Mischa, born in 1998, is the oldest child of seven of Deanna and Chris. Deanna is a member of the Oglala Sioux Tribe. Her children are not members but Deanna has said they are eligible for enrollment. On January 3, 2012, the State filed a petition under 43-247(3)(a) as to Mischa due to her and her siblings’ excessive absences and tardies at school over the prior four years. The parents entered a no contest plea and Mischa was adjudicated on May 8, 2012. The children remained in home. On January 24, 2013, the GAL filed a motion to remove Mischa from her home. A hearing was held on February 1, 2013 but continued to February 25 to allow for proper notice to the tribe. At the hearing on February 25th, the dean of students testified that Mischa missed school from the third day of the school year to Halloween 2012, then attended 2 or 3 days a week for a couple of weeks before her attendance dropped again around Thanksgiving. Between February 1 and 25, Mischa was tardy 8 times and absent 3 times. On February 25th, Mischa had accrued only 11 credit hours when she should have had 60, which makes it very difficult to graduate in four years. The school had made efforts, including re-arranging her schedule, offering alternative education, and considering half day attendance but Mischa kept presenting several excuses, which made it difficult to identify and meet Mischa’s needs. Mischa’s caseworker testified that since early December 2012, a family support worker arrived at the home four mornings per week to ensure Mischa attended school but that there were still issues with Mischa getting from the car into school. The caseworker testified he was trained in identifying abuse and neglect but did not feel Mischa would suffer serious physical harm if she stayed in the family home. On February 26, 2013, the court ordered Mischa to be removed into foster care, found that serious emotional damage would result because of insufficient education and that Neb. Rev. Stat. 43-1505(5) was nonetheless unconstitutional as applied because Mischa deserved the same educational opportunity. The parents appealed.

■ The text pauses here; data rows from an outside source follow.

PR #4213, opened 2026-08-24
docs: document the `OneOfMany` linter preference type

### LINKED ISSUE #4210: The `OneOfMany` linter preference type doesn't seem to be documented anywhere
I was planning to add more linters that handle verbs with multiple past participles like "hanged" vs "hung", "dived" vs "dove", "pleaded" vs "pled", and started looking at how I did the "sneaked" vs "snuck" one.

This led me to discover that both "sneaked" and "snuck" are now flagged: 

Image

Digging further in #4209 I discovered that this is due to the change in linter configuration from `lint_group/mod.rs` to `default_configuration.json` and the fact that there is a `OneOfMany` type of linter preference that was introduced.

I've looked manually, Googled in both `site:github.com/Automattic/harper` and `site:writewithharper.com`, and asked the built-in coding agent in the Devin fork of VS Code if it can find documentation for `OneOfMany` and we can't find any.

We could still be missing something but it seems to be undocumented and so far not used for any linter.

I have not dug into whether anything needs to be documented downstream for `harper.js` or any of the integrations.

MannXo:
> Per `AGENT_POLICY.md`, up front: an agent drafted this PR, including the
> documentation prose, working from the source in
> `harper-core/src/linting/lint_group/structured_config/`. Checkboxes below.

# Issues

Fixes #4210

# Description

`OneOfMany` was undocumented because the file it belongs to was undocumented.
`harper-core/default_config.json` had no reference page anywhere on the site, so
the only way to learn its three setting types was to read
`structured_config/mod.rs`. `Bool` and `Group` are guessable from 6000 lines of
examples. `OneOfMany` is not, since nothing in the file uses it yet.

This adds the missing reference and fills in the two other places `OneOfMany`
surfaces.

**New page, `/docs/contributors/default-configuration`.** Documents `Group`,
`Bool` and `OneOfMany`, with a field table for each and which keys may be
omitted. The `OneOfMany` section covers the parts that are not visible from the
type alone.

- Flattening enables only the chosen rule. The unchosen names get no entry in
  the `FlatConfig`, which reads as disabled, so there is no "two of these three"
  and no per-alternative fallback.
- Reading back the other way takes the *first* enabled name in `names`, so the
  order is meaningful rather than cosmetic.
- The two invariants (`labels` length, `name` membership) fail closed through
  `StructuredConfig::curated().unwrap()`, which is a panic rather than a
  diagnostic.
- Each alternative needs its own registered name, which rules out
  `merge_linters!`. This one cost time in #4209, so it seemed worth stating in
  the docs rather than leaving it to be rediscovered.

**`/docs/harperjs/configurerules`.** Adds a section on the structured view,
which had no documentation at all despite being exported and used by the Chrome
and Obsidian settings UIs. Covers `getStructuredLintConfig`, the fact that there
is no structured setter, and the write-back pattern for `OneOfMany`, where
leaving the unselected names untouched is how you end up with two conflicting
rules both reporting.

**Doc comments.** `Setting::OneOfMany` and `HumanReadableSetting::OneOfMany` now
describe the semantics and the field relationships instead of only naming the
variant.

**`/docs/contributors/author-a-rule`.** The "Update `default_config.json`"
section now points at the new page and says which setting type to reach for. Its
`docs.rs` link was also dead, since `lint_group` is a private module and the
`StructuredConfig` page is published under `harper_core::linting`.

**`AGENTS.md`.** New page added to the sidebar listing, and the
`configurerules` line updated, so the docs map stays accurate.

The examples use placeholder rule names on purpose, so this does not depend on
#4211 landing first. Happy to add a worked `OxfordComma` example on top once it
merges, or to fold that in here if you would rather the docs ship with a real
one.

# Demo

Prose only, no UI change beyond a new sidebar entry, so there is nothing much to
screenshot. Say the word if you want a render of the page.

# How Has This Been Tested?

```
cargo test -p harper-core --lib structured_config
    19 passed; 0 failed; 6526 filtered out

cargo clippy -p harper-core -- -Dwarnings -D clippy::dbg_macro -D clippy::needless_raw_string_hashes
    clean

cargo fmt --check
    clean

cargo doc -p harper-core --no-deps
    3 warnings, identical to master (verified by rerunning on a stashed tree).
    No new intra-doc link warnings, so the new links resolve.

biome check packages/web/vite.config.ts   (v2.3.3, the pinned version)
    Checked 1 file. No fixes applied.
```

Every behavioural claim on the new page was checked against the code rather than
inferred. Two were wrong on the first pass and were corrected.

- I assumed serde required the `name` key on `OneOfMany` because it has no
  `#[serde(default)]`. It does not. Missing `Option` fields deserialize as
  `None`, so `name` and `labels` are both genuinely optional. Verified against a
  standalone reproduction of the enum before writing it down.
- The 15 top-level entries in `default_config.json` are all `Group`, and the 849
  leaf settings are all `Bool`, checked by walking the JSON rather than assumed.

Not run locally: `just precommit` and `just build-web`. Both need `wasm-pack`,
and `pnpm install` cannot resolve `harper-wasm@workspace:*` until
`harper-wasm/pkg` has been generated. I did not want to install toolchain into
this machine unprompted, so those two gates are unverified by me and CI will be
the first to see them. The only non-Markdown file in the diff is
`packages/web/vite.config.ts`, and biome accepts it as formatted.

# AI Disclosure

I reviewed and approved the plan before any of it was written, and reviewed the
result. The words are the agent's.

Not applicable. No linter and no test sentences.

# Checklist

No tests, since the change is documentation and two doc comments. The existing
`structured_config` tests already pin the behaviour being described.

On splitting, I did consider it. The obvious cut is contributor docs in one PR
and the `harper.js` section in another, but both describe the same type and the
two pages cross-link, so splitting would put half a description in each. It is
about 200 lines of prose in five files. Say so if you would still rather have it
in two.


hippietrail:
Just to let you know, my PR to update sneaked vs snuck and Oxford comma linters are failing due to some problem with the Obsidian plugin that I'm having trouble understanding. This is despite `cargo test` succeeding for Rust.

So this may be something common that ought to be documented, but I'm not sure yet. Still trying to figure it out...

MannXo:
Refreshed onto current master and corrected one thing the refresh made necessary.

**The red check was not this branch.** `just test-firefox-plugin` failed on `Can ignore suggestion` in the chrome-plugin Playwright suite, expecting one `#harper-highlight` and finding none. That run is from 2026-08-27 against a base that is now 90 commits old, this branch contains no code change that can affect linting (the only Rust in it is doc comments, and the only other non-Markdown file is a nav entry in `packages/web/vite.config.ts`), and master's own Chrome Plugin workflow is green today. The push should re-run it against a current base.

**#4211 changed the behaviour this PR documents, while the PR was open.** `to_flat_config` used to write only the chosen rule; it now writes an entry for every name in the set, the chosen one `true` and the rest `false`. The merge was textually clean, so nothing flagged that two paragraphs of the new contributors page and one doc comment were now describing the old behaviour. Corrected in `bc53e71` against the current source rather than against the diff, including the no-selection case, which now writes every name as `false` instead of writing nothing.

The harper.js page is deliberately unchanged. Its advice to set the unselected names to `false` is about what a JavaScript caller should write, not about what flattening produces, and that is still correct.

Local checks on the new head: `cargo clippy -- -Dwarnings -D clippy::dbg_macro -D clippy::needless_raw_string_hashes` exits 0, `cargo fmt --check` exits 0, and `cargo test -p harper-core -- structured_config` is 19 passed.

hippietrail (approved):
This looks good to me but there are parts I do not have experience with so this requires approval from @elijah-potter before it can be merged.

PR #4238, opened 2026-08-27
fix(title-case): keep lowercase `x` as a connector word

pyrooka:
# Issues 

I haven't found any related issue and decided to open a PR straight. Feel free to close if you think this is not the expected behavior.

I ran into this problem while I was working on a Markdown document that's related to 2 different projects. I think it would make sense to treat single `x` characters as "conjunctions" since they usually act as connectors between 2 things.

# Description

Standalone lowercase 'x' between two words (e.g. 'Project 1 x Project 2')
is used as a connector, similar to 'by' or 'cross', and should not
be capitalized by the title-case rule.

The Nebraska Court of Appeals reversed the court’s order. It first addressed whether the issue was moot because Mischa had already returned home by May 2013, and concluded it was not because the ICWA issues on qualified expert witnesses and active efforts could be raised in the future in this case and could also provide guidance in other cases. As to the issue of expert witness testimony required under ICWA on serious emotional or physical damage for remaining in the home, the Court of Appeals concluded no witness would have qualified as an expert witness under ICWA and that, regardless, the caseworker testified he didn’t believe serious physical harm would result if Mischa remained in the home. As to the juvenile court’s sua sponte finding that Neb. Rev. Stat. 43-1505(5) was unconstitutional as applied in this case, the Court of Appeals determined the juvenile court lacked authority to come to such a conclusion because the issue was not raised in any motion or pleading, nor was it presented at the hearing. Finally, as to the issue of active efforts, the Court of Appeals noted that the ICWA language on active efforts does not have a standard of proof like it does for serious emotional or physical damage. It referenced In re Interest of Walter W., 274 Neb. 859, 774 N.W.2d 55 (2008), which held that because ICWA didn’t impose a heightened standard of proof within its statutes for active efforts in TPR cases that it would only apply the clear and convincing standard that generally applies to TPR cases. In this case, the Court of Appeals maintained the same reasoning and held that the standard of proof for active efforts in adjudication cases is by a preponderance of the evidence.